PR #11320, opened 2014-10-04
cookie fix

raymondng:
This should fix the long-standing cookie issue wrt mobile.

@andrewconner 
cc: @thassss @jaredpetker @2is10

### DIFF
--- a/kifi-backend/modules/shoebox/app/com/keepit/controllers/core/AuthHelper.scala
+++ b/kifi-backend/modules/shoebox/app/com/keepit/controllers/core/AuthHelper.scala
@@ -33,7 +33,7 @@ import scala.util.Success
 import play.api.mvc.Cookie
 import com.keepit.common.mail.EmailAddress
 import com.keepit.social.SocialId
-import com.keepit.common.controller.AuthenticatedRequest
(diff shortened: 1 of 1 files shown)


andrewconner:
Great, thanks. Does the new actions support their existing cookie by itself?

raymondng:
The new actions currently only support the play session cookie (i.e. there's no fallback). I'm a bit hesitant to add the fallback, but if it's needed, let me know.

andrewconner:
Since mobile clients don't send the session cookie, it is needed.

raymondng:
Sure. Just to confirm -- even if we set it, the mobile clients won't return it, right?

andrewconner:
Yes, otherwise, this will never be fixed.

jaredpetker:
To try and help, if this is about the kifi_session, older clients probably
don't send it, however we can make sure newer clients will be once it is
working properly.

raymondng:
Sounds great. I'll add it then (the fallback)

raymondng:
Merging this to make the play cookie available. Will add fallback in next PR.

raymondng:
Pushed. @jaredpetker @thassss -- please let me know if you see any issues. Thanks!

PR #11322, opened 2014-10-06
track more client info in invite event

yingjieMiao:
@stkem  FYI

to get client info, we need to pass in an AuthRequest.


stkem:
lgtm

PR #11323, opened 2014-10-06
Fixing anti scroll on libraries and tag list

andrewconner:
@ahsu1230 @yipingliao

### DIFF
--- a/kifi-backend/modules/shoebox/angular/src/common/directives/antiscroll.js
+++ b/kifi-backend/modules/shoebox/angular/src/common/directives/antiscroll.js
@@ -23,17 +23,6 @@ angular.module('antiscroll', ['kifi'])
           });
         };
 
-        // Antiscroll doesn't refresh automatically if nodes are added to its container element.
-        // This is an issue in Angular because this happens quite often. This bit below tries
-        // to fix potential race condition issues. It's not 100%: if a scrollbar did exist,
-        // then it won't refresh.
-        element.on('mouseenter', function () {
-          if (scope.scroller && (!scope.scroller.vertical || !scope.scroller.horizontal)) {
-            scope.refreshScroll();
-          }
-        });
-
-
         scope.refreshScroll();
 
         // http://stackoverflow.com/questions/986937/how-can-i-get-the-browsers-scrollbar-sizes
--- a/kifi-backend/modules/shoebox/angular/src/common/directives/antiscroll.js
+++ b/kifi-backend/modules/shoebox/angular/src/common/directives/antiscroll.js
@@ -23,6 +23,17 @@ angular.module('antiscroll', ['kifi'])
           });
         };
 
+        // Antiscroll doesn't refresh automatically if nodes are added to its container element.
+        // This is an issue in Angular because this happens quite often. This bit below tries
+        // to fix potential race condition issues. It's not 100%: if a scrollbar did exist,
+        // then it won't refresh.
+        element.on('mouseenter', function () {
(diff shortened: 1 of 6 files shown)


kifi-backend/modules/shoebox/angular/src/common/directives/antiscroll.js
```diff
@@ -23,6 +23,17 @@ angular.module('antiscroll', ['kifi'])
           });
         };
 
+        // Antiscroll doesn't refresh automatically if nodes are added to its container element.
+        // This is an issue in Angular because this happens quite often. This bit below tries
+        // to fix potential race condition issues. It's not 100%: if a scrollbar did exist,
+        // then it won't refresh.
+        element.on('mouseenter', function () {
```
andrewconner: This was added because the libraries list renders before the list is ready. It's probably a safe thing to have anyways to protect against updates.

kifi-backend/modules/shoebox/angular/src/layout/nav/nav.js
```diff
@@ -3,9 +3,9 @@
 angular.module('kifi')
 
 .directive('kfNav', [
-  '$location', '$window', '$rootScope', '$timeout', '$document', 'util', 
+  '$location', '$window', '$rootScope', '$timeout', '$document', 'util',
```
andrewconner, line 6: Sublime has a setting that auto-trims lines when you save. May be helpful to enable so that others don't cause strange diffs.

kifi-backend/modules/shoebox/angular/src/layout/nav/navLibs.styl
```diff
@@ -66,6 +66,7 @@
 
 .kf-scrollable-libs
   width: calc(100% + 40px)
+  position: relative
```
andrewconner, line 69: This fixed the scrollbar being at the top of the window.

kifi-backend/modules/shoebox/angular/src/tags/tags.tpl.html
```diff
@@ -1,4 +1,4 @@
-<div class="kf-tags" ng-show="!librariesEnabled">
+<div class="kf-tags" ng-if="!librariesEnabled">
```
andrewconner, line 1: This wasn't strictly needed, but saves rendering a potentially large list when the user shouldn't be showing this anyways.

kifi-backend/modules/shoebox/angular/src/common/directives/antiscroll.js
2is10: Would it be feasible to trigger antiscroll refreshing based on data changes that alter the list DOM instead of basing it on user behavior?

andrewconner: Yeah, that's probably better.

kifi-backend/modules/shoebox/angular/src/tags/tags.tpl.html
ahsu1230, line 1: right, I think we had to change from `ng-if` to `ng-show` before because there were errors showing up regarding antiscroll not finding certain objects

kifi-backend/modules/shoebox/angular/src/layout/nav/navLibs.styl
ahsu1230, line 69: oh.

andrewconner:
@2is10 I removed the user-initiated hack — it shouldn't be necessary anymore if the directives give antiscroll a head's up that the data has changed.

2is10:
:+1:

PR #11666, opened 2014-10-21
fix count

yingjieMiao:
@stkem @andrewconner 

this is (only?) used on the admin bookmark page to show keeps within 24 hours.


stkem:
This is definitely a bug, but I don't thing it will help with the count being inflated due to people making tags into libraries, since that creates actually new entries in the bookmark table, with new `createdAt`.

yingjieMiao:
as discussed, this fixes an existing bug, though not entirely fix the problem

PR #11667, opened 2014-10-21
fix typo/bug

raymondng:
Overlooked this one. My bad.
@andrewconner @eishay


andrewconner:
Would you please write a test for this, verifying cookies / redirects etc for login / logout methods?

raymondng:
Sure

PR #11669, opened 2014-10-21
userId => userIdOpt

raymondng:
Minor refactor: in this case, better/clearer naming would help

@andrewconner @eishay @2is10


eishay:
lgtm

PR #11670, opened 2014-10-21
adding a openInAppIfMobile flag to links. if the flag exist and its a mo...

eishay:
...bile browser, a new script should be sent that should open the app store or the app if exist on both iOS and Android

### DIFF
--- a/kifi-backend/modules/shoebox/app/com/keepit/controllers/website/KifiSiteRouter.scala
+++ b/kifi-backend/modules/shoebox/app/com/keepit/controllers/website/KifiSiteRouter.scala
@@ -1,6 +1,7 @@
 package com.keepit.controllers.website
 
 import com.google.inject.{ Provider, Inject, Singleton }
+import com.keepit.common.http._
 import com.keepit.common.controller._
 import com.keepit.common.db.slick.DBSession.RSession
 import com.keepit.common.db.slick.Database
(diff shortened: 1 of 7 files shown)


eishay:
will test on mobile device before merging.
@andrewconner @jaredpetker @joshm1 please review

eishay:
got inspiration for the redirect from http://fokkezb.nl/2013/09/20/url-schemes-for-ios-and-android-2/

kifi-backend/modules/shoebox/app/com/keepit/controllers/website/KifiSiteRouter.scala
```diff
@@ -51,12 +52,16 @@ class KifiSiteRouter @Inject() (
...
-  def routeRequest[T](request: MaybeUserRequest[T]) = {
+  def routeRequest[T](request: MaybeUserRequest[T]): Result = {
     // Short-circuit for landing pages
+    val userAgentOpt = request.userAgentOpt
     if (request.host.contains("42go")) {
       MovedPermanently(applicationConfig.applicationBaseUrl + "/about/mission")
     } else if (request.path == "/" && request.userIdOpt.isEmpty) {
       landingPage(request)
+    } else if (userAgentOpt.exists(_.isMobile) && request.queryString.get("kma").exists(_.contains("1"))) {
+      val uriNoProto = applicationConfig.applicationBaseUrl.replaceFirst("https?:", "") + request.uri
```
joshm1, line 63: Should we want to remove the baseUrl from the URI call for mobile and the urls can be like `kifi:${request.uri}` (e.g. `kifi:/invite=?friend=...`)

PR #11671, opened 2014-10-21
a bit more robust

raymondng:
Add try-catch; fallback to secure social
@andrewconner @eishay @2is10

### DIFF
--- a/kifi-backend/modules/common/app/com/keepit/common/controller/UserActions.scala
+++ b/kifi-backend/modules/common/app/com/keepit/common/controller/UserActions.scala
@@ -112,14 +112,19 @@ trait SecureSocialHelper extends Logging {
   }
 }
 
-trait UserActionsHelper extends UserActionsRequirements {
+trait UserActionsHelper extends UserActionsRequirements with Logging {
 
   protected def getUserIdFromRequest(implicit request: Request[_]): Option[Id[User]] = {
     request.session.get(KifiSession.FORTYTWO_USER_ID).map(id => Id[User](id.toLong))
   }
 
   def getUserIdOpt(implicit request: Request[_]): Future[Option[Id[User]]] = {
-    getUserIdFromRequest match {
+    val kifiIdOpt = try { getUserIdFromRequest } catch {
+      case t: Throwable =>
+        log.error(s"[getUserIdFromRequest] Caught exception $t while retrieving userId from request; cause=${t.getCause}", t)
+        None
+    }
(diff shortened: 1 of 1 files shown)


kifi-backend/modules/common/app/com/keepit/common/controller/UserActions.scala
```diff
@@ -112,14 +112,19 @@ trait SecureSocialHelper extends Logging {
...
-trait UserActionsHelper extends UserActionsRequirements {
+trait UserActionsHelper extends UserActionsRequirements with Logging {
 
   protected def getUserIdFromRequest(implicit request: Request[_]): Option[Id[User]] = {
     request.session.get(KifiSession.FORTYTWO_USER_ID).map(id => Id[User](id.toLong))
   }
 
   def getUserIdOpt(implicit request: Request[_]): Future[Option[Id[User]]] = {
-    getUserIdFromRequest match {
+    val kifiIdOpt = try { getUserIdFromRequest } catch {
```
andrewconner, line 122: I assume this is to protect against `FORTYTWO_USER_ID` not being a long? What about just returning `None` from `getUserIdFromRequest`?

kifi-backend/modules/common/app/com/keepit/common/controller/UserActions.scala
```diff
@@ -112,14 +112,19 @@ trait SecureSocialHelper extends Logging {
...
+      case t: Throwable =>
+        log.error(s"[getUserIdFromRequest] Caught exception $t while retrieving userId from request; cause=${t.getCause}", t)
+        None
```
andrewconner, line 125: This should Airbrake. It's quite serious and we don't want to not know it's happening.

raymondng, line 125: Agreed. Airbrake is not yet available in these helpers -- it's on the TODO list.

andrewconner, line 125: Hm, that's unfortunate.

kifi-backend/modules/common/app/com/keepit/common/controller/UserActions.scala
raymondng, line 122: Yes that's also a possibility that I considered, but that'd hide it from the caller. Airbrake would have been indeed handy but it's not available (yet). To make it available, I'll need to rework things a bit.

PR #11674, opened 2014-10-21
optimization and hardening

ymatsuda:
@yingjieMiao @eishay

### DIFF
--- a/kifi-backend/modules/common/app/com/keepit/common/zookeeper/ServiceDiscovery.scala
+++ b/kifi-backend/modules/common/app/com/keepit/common/zookeeper/ServiceDiscovery.scala
@@ -53,25 +53,25 @@ class ServiceDiscoveryImpl(
   servicesToListenOn: Set[ServiceType])
     extends ServiceDiscovery with Logging {
 
-  @volatile private var lastStatusChangeTime = System.currentTimeMillis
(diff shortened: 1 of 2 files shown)


kifi-backend/modules/common/app/com/keepit/common/zookeeper/ServiceDiscovery.scala
```diff
@@ -146,17 +146,20 @@ class ServiceDiscoveryImpl(
...
-  @volatile private var forceUpdateInProgress = false
+  @volatile private[this] var forceUpdateInProgress = false
   def forceUpdate(): Unit = if (!forceUpdateInProgress) synchronized {
     if (!forceUpdateInProgress) {
       forceUpdateInProgress = true
-      zkClient.session { zk =>
-        for (cluster <- clusters.values) {
-          val children = zk.getChildren(cluster.servicePath).map(child => (child, zk.getData[String](child).get))
-          cluster.update(zk, children)
+      try {
```
ymatsuda, line 153: added try ~ finally otherwise forceUpdateInProgress will never set to false once zkClient.session{ ... } failed and threw an exception.

yingjieMiao, line 153: :+1:

yingjieMiao:
lgtm

PR #11676, opened 2014-10-21
replace println by log

yingjieMiao:
@ymatsuda @eishay   FYI


eishay:
We had `println` since at that time the logging system may not be initialized and these messages will not be shown

yingjieMiao:
huh, so let me revert?

PR #11679, opened 2014-10-21
Add keep-to-library widget to keep card.

yipingliao:
@joshm1 

Adding the keep-to-library widget to the master keep button on the keep card.

### DIFF
--- a/kifi-backend/modules/shoebox/angular/src/keep/addKeep.js
+++ b/kifi-backend/modules/shoebox/angular/src/keep/addKeep.js
@@ -145,6 +145,7 @@ angular.module('kifi')
             return lib.access !== 'read_only';
           });
           scope.librarySelection = {};
+          scope.librarySelection.library = _.find(scope.libraries, { 'kind': 'system_main' });
           scope.libSelectTopOffset = 110;
         }
 
--- a/kifi-backend/modules/shoebox/angular/src/keep/keep.js
+++ b/kifi-backend/modules/shoebox/angular/src/keep/keep.js
@@ -42,6 +42,7 @@ angular.module('kifi')
       restrict: 'A',
       scope: {
         keep: '=',
+        libraries: '=',
         editMode: '=',
         toggleSelect: '&',
         isSelected: '&',
@@ -884,13 +885,15 @@ angular.module('kifi')
   }
 ])
 
-.directive('kfKeepMasterButton', [
-  '$log',
-  function ($log) {
+.directive('kfKeepMasterButton', ['keepActionService', 'keepDecoratorService', 'libraryService', 'tagService',
+  function (keepActionService, keepDecoratorService, libraryService, tagService) {
     return {
       restrict: 'A',
       scope: {
-        keep: '='
+        keep: '=',
+
+        // This is the libraries set on the scope of kfKeeps (see 'keeps.js').
+        libraries: '='
       },
       replace: false,
       templateUrl: 'keep/keepMasterButton.tpl.html',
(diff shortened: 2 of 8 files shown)


kifi-backend/modules/shoebox/angular/src/keep/addKeep.js
```diff
@@ -145,6 +145,7 @@ angular.module('kifi')
             return lib.access !== 'read_only';
           });
           scope.librarySelection = {};
+          scope.librarySelection.library = _.find(scope.libraries, { 'kind': 'system_main' });
```
yipingliao, line 148: This line used to be in the widget code, but it doesn't work that well that way, so I am refactoring it back out. Not directly related to keep card.

kifi-backend/modules/shoebox/angular/src/keep/keepToLibraryWidget.js
```diff
@@ -278,12 +278,6 @@ angular.module('kifi')
 
 
         //
-        // On link.
-        //
-        scope.librarySelection.library = _.find(scope.libraries, { 'kind': 'system_main' });
```
yipingliao, line 283: Refactoring stuff.

kifi-backend/modules/shoebox/angular/src/keeps/keeps.js
```diff
@@ -124,9 +124,6 @@ angular.module('kifi')
         // 'selection' keeps track of which keeps have been selected.
         scope.selection = new selectionService.Selection();
 
-        // Not used in template right now but will be when we hide bulk privacy changes.
```
yipingliao, line 127: This is just clean up. This scope variable is set elsewhere by a watch.

kifi-backend/modules/shoebox/angular/src/keeps/keeps.js
```diff
@@ -500,6 +497,7 @@ angular.module('kifi')
                 });
 
                 scope.librarySelection = {};
+                scope.librarySelection.library = _.find(scope.libraries, { 'kind': 'system_main' });
```
yipingliao, line 500: Again, refactoring.

kifi-backend/modules/shoebox/angular/src/tagManage/tagManage.js
```diff
@@ -78,6 +78,7 @@ angular.module('kifi')
             return lib.access !== 'read_only';
           });
           $scope.librarySelection = {};
+          $scope.librarySelection.library = _.find($scope.libraries, { 'kind': 'system_main' });
```
yipingliao, line 81: Refactoring.

kifi-backend/modules/shoebox/angular/src/keep/keep.js
```diff
@@ -900,11 +903,31 @@ angular.module('kifi')
         scope.isKeptPrivate = keep.isMyBookmark && keep.isPrivate;
         scope.isKeptPublic = keep.isMyBookmark && !keep.isPrivate;
         scope.isNotKept = !keep.isMyBookmark;
-        $log.info(keep);
 
-        scope.keepAction = function () {
-          // TODO(josh)
+        scope.librarySelection = {};
```
yipingliao, line 907: The widget expects the user's libraries to be on `scope.libraries`. Then, the library that the user selects in the widget is set in `scope.librarySelection`, and the widget calls `scope.clickAction`. In this case, selecting a library in the widget results in `scope.keep` being kept to the selected library.

joshm1:
lgtm, thanks!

+ + + + +

To answer, copy each line from the material above that has the word "userAgentOpt".

+    val userAgentOpt = request.userAgentOpt
+    } else if (userAgentOpt.exists(_.isMobile) && request.queryString.get("kma").exists(_.contains("1"))) {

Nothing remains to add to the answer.